Genome Res. 2002 Jun;12(6):944-55. doi: 10.1101/gr.213402.
Exonic GC of human mRNA reference sequences (RefSeqs), as well as A, C, G, and T in codon position 3 are linearly correlated with genomic GC. These observations utilize information from the completed human genome sequence and a large, high-quality set of human and mouse coding sequences, and are in accord with similar determinations published by others. A Shannon Information Theoretic measure of bias in synonymous codon usage was developed. When applied to either human or mouse RefSeqs, this measure is nonlinearly correlated with genomic, exonic, and third codon position A, C, G, and T. Information values between orthologous mouse and human RefSeqs are linearly correlated: mouse = 0.092 + 0.55 human. Mouse genes were consistently placed in genomic regions whose GC content was closer to 50% than was the GC content of the human ortholog. Since the (nonlinear) information versus percent GC curve has a minimum at 50% GC and monotonically increases with increasing distance from 50% GC, this phenomenon directly results in the low slope of 0.55. This appears to be a manifestation of an evolutionary strategy for placement of genes in regions of the genome with a GC content that relates synonymous codon bias and protein folding.

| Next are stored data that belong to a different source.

Issue #941, opened 2026-08-12
Collapse repeated per-request snapshot loads and provider-key resolutions in the chat dispatch path


membphis:
## Context

A profiling audit of the zero-config hot path found the request lifecycle loads the config snapshot handle up to 6 times per chat request (auth extractor, dispatch, quota gate, request-metrics emit x2, usage-event emit; +1 on the streaming path) and resolves the same ProviderKey 4-5 times (dispatch-time resolutions plus `provider_key_metric_name` twice in `request_metrics::record`/`record_usage` and the telemetry-tags lookup in `emit_usage_event`).

The dominant costs found by the same audit (full exporter-table scans per request, empty-table shard walks) have been fixed at the `ResourceTable` chokepoint. What remains is the structural part:

- Thread one `Arc<AisixSnapshot>` (loaded once at dispatch entry) through the emit helpers (`emit_usage_event`, `request_metrics::record`/`record_usage`) instead of re-loading per helper. Note this freezes a request's config view to its start, which is arguably more correct but is a small observable change for exporters added mid-request.
- Resolve the attempt's ProviderKey entry once per completion and pass the resolved entry (or its display name + telemetry tags) into the metric and usage emitters instead of re-resolving by id in each.

## Why deferred

Each load is one atomic RMW and each resolution one DashMap read + small clone (~0.5us/request combined, frame-inclusive). Capturing it means changing the signatures of emit helpers shared by the whole endpoint family (10+ handler files, streaming and non-streaming branches) — a wide, cross-family diff that was out of proportion for the remaining size in the zero-config package PR. Doing it later as a focused refactor keeps the family in lockstep in one review.

## Size

~0.4-0.6us/request estimated recoverable; touches aisix-proxy handler family + request_metrics + usage_attr.

membphis:
Landed in api7/aisix#953 (squash-merged as `a04a66c`).

**What shipped.** Both halves of this issue, across the whole client-facing
handler family in one PR:

- One `Arc<AisixSnapshot>` per request, threaded from handler entry through
  dispatch, the quota gate and every terminal emitter. A non-streaming chat
  request loads twice (the auth extractor, then the handler) instead of six
  times; the streaming path drops its request-start load as well.
- One ProviderKey resolution per emitted attempt, via a new
  `usage_attr::ResolvedPk` that serves both the `provider_key_name` metric
  label and the usage event's `telemetry_tags` from a single row read —
  replacing three reads per request.

[...]

Issue #940, opened 2026-08-12
Budget gauge writes are not gated when budgets are disabled


membphis:
## Context

On deployments where budget enforcement is disabled (`BudgetClient::disabled()`, i.e. standalone mode with no cp-api), every request still pays a constant gauge write: `chat.rs` calls `record_budget_gauges(..., None)` -> `clear_budget_gauges` -> `aisix_budget_details_present{api_key_id,team_id,user_id} = 0`. The write costs ~0.2us/request (label-key construction dominates; the cached-handle path still builds the 3-label key every time).

## Why it was not included in the zero-config fast-path package

Gating the write on "budgets disabled" removes the `aisix_budget_details_present` series for keys that have traffic, which violates the /metrics series-compatibility invariant the package is shipped under. The alternatives all have worse trade-offs:

- Value-memoisation only saves the atomic store, not the label-key construction (the dominant cost).
- A periodic resync over `snapshot.apikeys` would inflate the series set from "keys with traffic" to "all configured keys" — unacceptable on deployments with very large key counts.

## What this issue asks for

Decide and implement one of:

1. Accept the series change: when budgets are disabled, do not emit `aisix_budget_details_present` at all (documented behavior change, changelog entry). The gauge is arguably meaningless when no budget subsystem is active.
2. Emit the 0-value series once per key (first request) instead of every request, preserving series presence with a bounded write cost.
3. Keep the status quo and close as won't-fix with rationale.

Option 2 preserves the observable contract exactly (a gauge is level-triggered; re-writing 0 every request is redundant) and is likely the cheapest safe form.

## Size

~0.2us/request on the zero-config hot path (~4% of the package's total recoverable time). Low priority, pure telemetry-cost hygiene.

membphis:
Closing as not planned. The design question does have a fourth candidate, and it costs more structure than the 0.2µs is worth.

## Option 2 cannot skip the work it exists to skip

The per-request cost of `clear_budget_gauges` is: build the lookup key into the worker's reusable buffer (instance prefix + site + the three label values), FNV-hash it, probe the thread-local handle map, then `gauge.set(0.0)`.

To answer "has this label set already been published?" you have to *identify the label set* — which is the key build and the hash, i.e. everything except the final atomic store. Memoising the value saves only that store, which the issue already identifies as the small half.

## Making the memo cheaper means keying it on something other than the label values

Each candidate breaks something:

[...]

PR #944, opened 2026-08-12
perf: zero-config fast paths for the per-request hot path

membphis:
# perf: zero-config fast paths for the per-request hot path

## What

A profiling audit of the default single-model deployment (no rate-limit
policies, no guardrails, no exporters, no metric-based routing) found the
request hot path paying for a series of mechanisms that have **no
configured consumer**: empty-table shard walks, bookkeeping writes nobody
reads, eagerly computed values only error paths use. This PR removes that
spend without changing any observable behavior.

Per cluster:

1. **O(1) table emptiness + zero-policy quota gate** — `ResourceTable`
   keeps a cached `AtomicUsize` entry count (`insert`/`remove` maintain
   it; `Clone` re-seeds it), so `len()`/`is_empty()` stop walking every
   DashMap shard. `reserve_policy_layers` returns early on an empty
   policy table — covering both the request gate and the per-target gate
   — and the reservation list allocates on first use instead of always.
2. **Guardrail empty-index fast path** — an empty index resolves to the
   same empty chain for every request, so
   `LiveGuardrailIndex::resolve` returns early: no resolve walk, no
   applied-set copy, no sink attach. One chokepoint; all 14 endpoint
   call sites inherit it.
3. **On-demand routing bookkeeping** — the in-flight counter's only
   reader is `least_busy` ordering, the latency EWMA's only reader is
   `least_latency` ordering, and the read side already gates on
   `is_metric_based()`; the write side did not. A shared
   `BookkeepingFlags` derives three predicates from the live snapshot
   (least_busy configured / least_latency configured / background health
   checks enabled), recomputed at most once per snapshot version. While
   **any** predicate holds, all four tracker methods run their
   historical write paths byte-for-byte. With none: `begin_in_flight`
   hands out a no-op guard, `record_latency` returns, `mark_healthy`
   takes a read-first path (steady state = one read guard; anything to
   do — cooldown recovery, first-success Healthy publish — still takes
   the full write path), and `record_success` resets the failure counter
   under the read guard without creating entries.
4. **Lazy auth-path side computations** — the source IP is resolved only
   where it is consumed (denial logs on the failure path, one
   `ClientContext` resolve on the success path — previously computed
   twice per request); key-expiry only reads the wall clock for keys
   carrying a deadline; the JWT gate checks the (now O(1))
   enabled-provider predicate before the structural token probe;
   `looks_like_jwt` no longer allocates; `wildcard_matches` decides
   without materialising the capture (a bare `"*"` allowlist entry no
   longer copies the model name per request).
5. **O(1) empty fast paths for table scans** — `entries()` / `any()` /
   `find_unique_by()` return early on an empty table. Every per-request
   full-table scan funnels through these (~25 call sites: the OTLP
   exporter fan-out and content-capture cap run two scans per request,
   plus cache-policy scans and OIDC probes), with zero call-site churn.
   `sanitize_tag` returns clean in-cap input as-is.
6. **One telemetry middleware layer instead of two** — the in-flight
   gauge and the client-cancel recorder sat at the same stack position
   with nothing between them; a single layer arms both guards (drop
   order preserved), removing a boxed service hop, one route-normalize
   call, and two label allocations per request.

## What deliberately did NOT change

- `/metrics` series set: verified name+label identical (209 vs 209
  series) between main and this branch under an identical mixed load
  (non-streaming chat, streaming chat, embeddings, 404, 401 — the
  embeddings leg exercises the single-attempt handler family, which
  calls `mark_healthy` without `begin_in_flight`). `begin_in_flight`
  keeps its entry-creation side effect on the gated path, and
  `mark_healthy` stays a no-op for a missing entry, so the
  `aisix_deployment_state` series appears for exactly the targets and
  at exactly the lifecycle point it does on main — for every endpoint
  family.
- Deployments with `least_busy`, `least_latency`, or background health
  checks configured: any active predicate routes all four tracker
  methods through their historical write paths unchanged.
- Rejection semantics, expiry enforcement, `"*"` matching: byte-level
  equivalent (wildcard fast path is the same decision function without
  the capture; expiry check is the same predicate without the clock read
  for `None`).
- Cooldown early-recovery on request success is preserved for every
  configuration, including zero-config direct models (where a cooled
  model fails fast and in-flight successes are the recovery signal).
- No new user-facing configuration surface: the bookkeeping predicates
  derive from existing routing/health config, so no control-plane
  changes are required.

## Numbers (same-rig A/B, m7g.4xlarge Graviton3, 4 pinned gateway cores)

c=128 saturation, 25s windows x4 per leg, every window fail=0, anchor
drift front->back -0.30%:

| leg | rps | us/req CPU |
|---|---|---|
| main `b84d77b` (anchor pool) | 35,440 | 112.69 |
| **this branch (default state)** | **39,486** | **101.13** |

**+11.4% rps / -11.6 us/req** — 2.5x the +3.5-4.5% frame-share
estimate, consistent with the systematic underestimation frame
accounting has shown on every prior switch-measured mechanism.

Per-leg attribution (single binary, runtime leg switches, methodology as
in #925): structural clusters (lazy auth path, source-IP dedup,
sanitize fast path, middleware merge) -5.0 us; on-demand bookkeeping
-2.6 us; empty-table scan fast paths -6.0 us; the quota gate and
guardrail fast paths land below single-leg resolution (+-1.5 us) and are
covered by the package total.

Combined with the URL-cache PR (both default states), the full grid:
c=16 34,432 / c=32 37,164 / c=128 38,983 / c=768@10ms 33,620 rps — all
fail=0, no shape anomaly.

Post-package LSE census (same-session flamegraphs, leaf-attributed):
total atomic-contention share 7.31 -> 5.39 us/req; the quota
(0.59->0.06), snapshot/DashMap (0.70->0.25), dispatch-misc
(1.82->0.80), guardrails (0.11->0.02) and bookkeeping (0.21->0.10)
buckets collapsed as the audit predicted; the remainder is framework
floor (axum/tower 1.48, bytes/tokio/hyper 1.55, metrics/usage 0.86).

## Deferred (tracked, not silent)

- #940 budget gauge write when budgets are disabled (needs a series-
  contract decision first; ~0.2µs/req).
- #941 collapsing repeated snapshot loads + ProviderKey resolutions in
  the emit helpers (wide cross-handler signature change; ~0.5µs/req).

## Tests

- Unit: workspace green (aisix-proxy incl. 7 new invariant tests for
  the bookkeeping predicates and fast paths — among them one pinning
  that `mark_healthy` on a never-seen id stays a no-op; core
  cached-count mutation coverage plus a differential oracle locking
  `wildcard_matches` to `wildcard_capture` across every pattern shape;
  guardrails empty-fast-path shape test).
- E2E (vitest, real gateway + etcd + mocks): full suite green in BOTH
  runtime modes — thread-per-core and work-stealing (191 files, 546
  tests).
- Metrics series diff harness: 185/185, zero missing, zero extra.

### DIFF
--- a/crates/aisix-core/src/snapshot.rs
+++ b/crates/aisix-core/src/snapshot.rs
@@ -18,17 +18,38 @@
 use crate::resource::{Resource, ResourceEntry};
 use arc_swap::ArcSwap;
 use dashmap::DashMap;
-use std::sync::atomic::{AtomicU64, Ordering};
+use std::sync::atomic::{AtomicU64, AtomicUsize, Ordering};
 use std::sync::Arc;
 
 /// Per-kind table with primary id-index and secondary name-index.
 ///
 /// Both indices point at the same `Arc<ResourceEntry<T>>` so there is no
 /// duplicate storage — the name map just holds ids.
-#[derive(Debug, Clone)]
+#[derive(Debug)]
 pub struct ResourceTable<T: Resource> {
     by_id: DashMap<String, Arc<ResourceEntry<T>>>,
     by_name: DashMap<String, String>,
+    /// Cached entry count, maintained by [`ResourceTable::insert`] /
+    /// [`ResourceTable::remove`]. DashMap's own `len()` / `is_empty()`
+    /// visit every shard (a CAS pair per shard), so per-request
+    /// emptiness checks on the hot path go through this counter
+    /// instead — one relaxed load, O(1) regardless of shard count.
+    count: AtomicUsize,
+}
+
+/// Manual impl: `AtomicUsize` is not `Clone`. The count is re-seeded
+/// from the cloned map's length, which the etcd watch supervisor's
+/// clone-then-mutate update cycle relies on being exact.
+impl<T: Resource> Clone for ResourceTable<T> {
+    fn clone(&self) -> Self {
+        let by_id = self.by_id.clone();
+        let count = AtomicUsize::new(by_id.len());
+        Self {
+            by_id,
+            by_name: self.by_name.clone(),
+            count,
+        }
+    }
 }
 
 impl<T: Resource> Default for ResourceTable<T> {
@@ -36,6 +57,7 @@ impl<T: Resource> Default for ResourceTable<T> {
         Self {
             by_id: DashMap::new(),
             by_name: DashMap::new(),
+            count: AtomicUsize::new(0),
         }
     }
 }
@@ -46,11 +68,11 @@ impl<T: Resource> ResourceTable<T> {
     }
 
     pub fn len(&self) -> usize {
-        self.by_id.len()
+        self.count.load(Ordering::Relaxed)
     }
 
     pub fn is_empty(&self) -> bool {
-        self.by_id.is_empty()
+        self.len() == 0
     }
 
     /// Insert or replace an entry, updating both indices.
@@ -70,12 +92,15 @@ impl<T: Resource> ResourceTable<T> {
         }
 
         self.by_name.insert(name, id.clone());
-        self.by_id.insert(id, Arc::new(entry));
+        if self.by_id.insert(id, Arc::new(entry)).is_none() {
+            self.count.fetch_add(1, Ordering::Relaxed);
+        }
     }
 
     /// Remove by id; also removes the matching name index entry.
     pub fn remove(&self, id: &str) -> Option<Arc<ResourceEntry<T>>> {
         let (_, entry) = self.by_id.remove(id)?;
+        self.count.fetch_sub(1, Ordering::Relaxed);
         let name = entry.value.name().to_string();
         self.by_name.remove_if(&name, |_, v| v == id);
         Some(entry)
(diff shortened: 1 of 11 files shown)


membphis:
## Independent audit + bot review disposition

A cold-start independent audit (correctness / reliability / security / info-leakage / breaking changes / test coverage) ran against this PR, alongside the Copilot and CodeRabbit reviews. Findings and dispositions:

**MEDIUM-1 (audit + Copilot inline, health.rs): deployment-state series growth on single-attempt endpoints — FIXED in d3df98e.** The inactive `mark_healthy` created an entry (and published `aisix_deployment_state`) for a missing id, but embeddings/images/completions/audio/rerank/count_tokens call `mark_healthy` without `begin_in_flight`, so on main their targets never had that series. Fix: `begin_in_flight` keeps its entry-creation side effect on the gated path (read-guard existence check steady-state), `mark_healthy` stays a no-op for a missing entry — byte-for-byte main semantics for every family. New unit test pins the no-`begin_in_flight` case; the series harness now drives /v1/embeddings and holds zero diff (209/209).

**MEDIUM-2 (audit, wildcard.rs): duplicated authz decision procedures without a differential test — FIXED in d3df98e.** Added the oracle test locking `wildcard_matches` to `wildcard_capture(..).is_some()` across all pattern shapes (multi-star, interior star, overlap guard, empty capture, literals).

**Major (CodeRabbit, snapshot.rs) / LOW-3 (audit): count published after the map insert — FIXED in d3df98e.** The count is now incremented before the insert and corrected on replace, so during any mutation window it can only read high: the empty fast paths may take one redundant scan but can never skip an entry already visible in the map. (Production mutates tables clone-then-store before publication, so the window was theoretical — the high-side ordering removes even that.)

**LOW-4 (audit, BookkeepingFlags version lag): no change needed** — verified against `SnapshotHandle::store` ordering; a poisoned write self-heals on the next call, as the code comment states.

**LOW-5 (audit): series harness not in-repo** — the harness lives with the perf-program materials (deliberately untracked); the load gap it had is closed (embeddings leg added) and the invariant is now ALSO pinned in-repo by the new unit test. Test-count wording in the description corrected.

**CodeRabbit nitpicks (maintainability, health.rs)**: the flag-bit constants and packed encoding stay as-is — the packing is load-bearing (single-atomic no-tear read) and documented inline.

人类mRNA参考序列(RefSeqs)的外显子GC以及密码子第3位的A、C、G和T与基因组GC呈线性相关。这些观察结果利用了来自已完成的人类基因组序列以及大量高质量的人类和小鼠编码序列的信息,并且与其他人发表的类似测定结果一致。开发了一种关于同义密码子使用偏差的香农信息理论度量。当应用于人类或小鼠RefSeqs时,该度量与基因组、外显子和第三密码子位置的A、C、G和T呈非线性相关。直系同源小鼠和人类RefSeqs之间的信息值呈线性相关:小鼠 = 0.092 + 0.55×人类。小鼠基因始终位于基因组区域,其GC含量比人类直系同源基因的GC含量更接近50%。由于(非线性的)信息与GC百分比曲线在GC含量为50%时具有最小值,并且随着与50% GC距离的增加而单调增加,这种现象直接导致了0.55的低斜率。这似乎是一种进化策略的表现,即将基因放置在基因组中GC含量与同义密码子偏好和蛋白质折叠相关的区域。